Modelling Cellular Perturbations with the Sparse Additive Mechanism Shift Variational Autoencoder
Michael Bereket, Theofanis Karaletsos
TL;DR
SAMS-VAE introduces a sparse additive mechanism shift variational autoencoder that decomposes each cell's latent state into a basal component and sparse, additive perturbation offsets, enabling compositional and interpretable modeling of cellular perturbations. The model uses priors and a correlated inference scheme to sparsify perturbation effects and to better disentangle latent factors, with an ablated CPA-VAE for comparison. It is evaluated on perturb-seq scRNA-seq data using marginal likelihood via IWELBO and a posterior predictive check based on average treatment effects, demonstrating improved generalization and interpretability over baselines such as CPA-VAE and SVAE+. The work also proposes a framework linking model-based ATE to differential expression, and shows both quantitative and qualitative recoveries of known biological pathways, highlighting the method's potential for guiding biology-driven discovery and iterative experimentation.
Abstract
Generative models of observations under interventions have been a vibrant topic of interest across machine learning and the sciences in recent years. For example, in drug discovery, there is a need to model the effects of diverse interventions on cells in order to characterize unknown biological mechanisms of action. We propose the Sparse Additive Mechanism Shift Variational Autoencoder, SAMS-VAE, to combine compositionality, disentanglement, and interpretability for perturbation models. SAMS-VAE models the latent state of a perturbed sample as the sum of a local latent variable capturing sample-specific variation and sparse global variables of latent intervention effects. Crucially, SAMS-VAE sparsifies these global latent variables for individual perturbations to identify disentangled, perturbation-specific latent subspaces that are flexibly composable.
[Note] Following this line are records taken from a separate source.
PR #3085, opened 2020-02-17
Add mean for sparse matrices

wongalvis14:
Equivalent to https://docs.scipy.org/doc/scipy-0.19.0/reference/generated/scipy.sparse.spmatrix.mean.html#scipy.sparse.spmatrix.mean

### DIFF
--- a/cupyx/scipy/sparse/data.py
+++ b/cupyx/scipy/sparse/data.py
@@ -99,7 +99,7 @@ class _data_matrix(base.spmatrix):
         if axis == 0 or axis == -2:
             data = cupy.true_divide(data, nRow)
             return self._with_data(data).sum(axis, dtype, out)
-        
+
         else:
             data = cupy.true_divide(data, nCol)
             return self._with_data(data).sum(axis, dtype, out).flatten()
--- a/cupyx/scipy/sparse/data.py
+++ b/cupyx/scipy/sparse/data.py
@@ -73,7 +73,7 @@ class _data_matrix(base.spmatrix):
         """
         return cupy.count_nonzero(self.data)
 
-    def mean(self, axis=None):
+    def mean(self, axis=None, dtype=None, out=None):
         """Compute the arithmetic mean along the specified axis.
 
         Args:
@@ -88,18 +88,21 @@ class _data_matrix(base.spmatrix):
            :meth:`scipy.sparse.spmatrix.mean`
 
         """
-        nRow = self.shape[0]
-        nCol = self.shape[1]
+        validateaxis(axis)
+        nRow, nCol = self.shape
         data = self.data.copy()
+
         if not axis:
             data = cupy.true_divide(data, nRow * nCol)
-            return self._with_data(data).sum(axis)
+            return self._with_data(data).sum(axis, dtype, out)
+
         if axis == 0 or axis == -2:
             data = cupy.true_divide(data, nRow)
-            return self._with_data(data).sum(axis)
+            return self._with_data(data).sum(axis, dtype, out)
+        
         else:
             data = cupy.true_divide(data, nCol)
-            return self._with_data(data).sum(axis).flatten()
+            return self._with_data(data).sum(axis, dtype, out).flatten()
 
     def power(self, n, dtype=None):
         """Elementwise power function.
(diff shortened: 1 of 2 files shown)


wongalvis14:
@toslunar Since the function uses `sum` which handles `dtype` and `out` just before returning, is it sufficient to leave the error testing to `sum`? (and perhaps with a comment?)

cupyx/scipy/sparse/data.py
```diff
@@ -73,6 +73,37 @@ def count_nonzero(self):
...
+        Returns:
+            cupy.ndarray: Summed array.
+
+        .. seealso::
+           :meth:`scipy.sparse.spmatrix.mean`
+
+        """
+        validateaxis(axis)
+        nRow, nCol = self.shape
+        data = self.data.copy()
```
toslunar:
```python
n = ...
data = cupy.true_divide(self.data, n, dtype=dtype)
return self._with_data(data).sum(axis, dtype, out)
```
looks good.  (It seems the `_with_data` method can receive `data` of different `dtype`.)

wongalvis14: I just followed what `power` did. Do I need to change my code?

wongalvis14:
@toslunar Sorry, I'm not sure if I get what you meant. 
Are you saying that lines like `data = cupy.true_divide(data, nRow)` will result in precision / type errors because the second argument is an integer? What comment should I add? Thanks.

cupyx/scipy/sparse/data.py
toslunar: In `power` copies the input and overwrites the new array.  To follow it, `data /= n` after the copy.  Python 2 support has been dropped.

wongalvis14: `data` is copied and `self._with_data(data)` is used to sum, `_with_data` returns a new matrix right? Do you mean I should replace `true_divide` with `/=`?

wongalvis14: @toslunar What is the implication of no Python 2 support?

toslunar: > `data` is copied and `self._with_data(data)` is used to sum, `_with_data` returns a new matrix right?

Right.  There's only a performance issue that the original code allocates memory twice.

> Do you mean I should replace `true_divide` with `/=`?

Yes, (but there's another way).  It reduce the number of memory allocations.  `data /= n` (or `divide(data, n, out=data)`) is different from `data = data / n` (or `data = divide(data, n)`).
- If you choose `data /= n`, cast `data` to `dtype` first.
- What I said is `data = cupy.true_divide(self.data, n, dtype=dtype)` seems OK because `self.data` is kept.

> What is the implication of no Python 2 support?

`divide` or `/` can be used in place of `true_divide`.

wongalvis14: @toslunar It seems that the tests are passing after the latest commit because `sum` outputs dtype correctly

cupyx/scipy/sparse/data.py
```diff
@@ -73,6 +73,35 @@ def count_nonzero(self):
...
+        n = 1
+
+        if not axis:
+            n = nRow * nCol
+        if axis == 0 or axis == -2:
+            n = nRow
+        else:
+            n = nCol
+
+        return self._with_data(data / n).sum(axis, dtype, out).flatten()
```
toslunar:
```suggestion
        return self._with_data(data / n).sum(axis, dtype, out)
```

- `flatten` changes `ndim` if `axis=None`.
- It seems `flatten` is verbose otherwise.

wongalvis14: The current mean for ndarray returns a row for any axis, however if I don't add flatten, this function will return a column if the axis is 1.

toslunar:
Jenkins, test this please.

cupyx/scipy/sparse/data.py
```diff
@@ -73,6 +73,35 @@ def count_nonzero(self):
...
+
+        """
+        validateaxis(axis)
+        nRow, nCol = self.shape
+        data = self.data.copy()
+        n = 1
+
+        if not axis:
+            n = nRow * nCol
+        if axis == 0 or axis == -2:
```
toslunar:
```suggestion
        if axis is None:
            n = nRow * nCol
        elif axis in (0, -2):
```

kmaehashi:
@wongalvis14 Kindly ping.

kmaehashi:
I asked @toslunar to takeover this PR in #3333. Credit goes to @wongalvis14. Thanks!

We evaluate SAMS-VAE both quantitatively and qualitatively on a range of tasks using two popular single cell sequencing datasets. In order to measure perturbation-specific model-properties, we also introduce a framework for evaluation of perturbation models based on average treatment effects with links to posterior predictive checks. SAMS-VAE outperforms comparable models in terms of generalization across in-distribution and out-of-distribution tasks, including a combinatorial reasoning task under resource paucity, and yields interpretable latent structures which correlate strongly to known biological mechanisms. Our results suggest SAMS-VAE is an interesting addition to the modeling toolkit for machine learning-driven scientific discovery.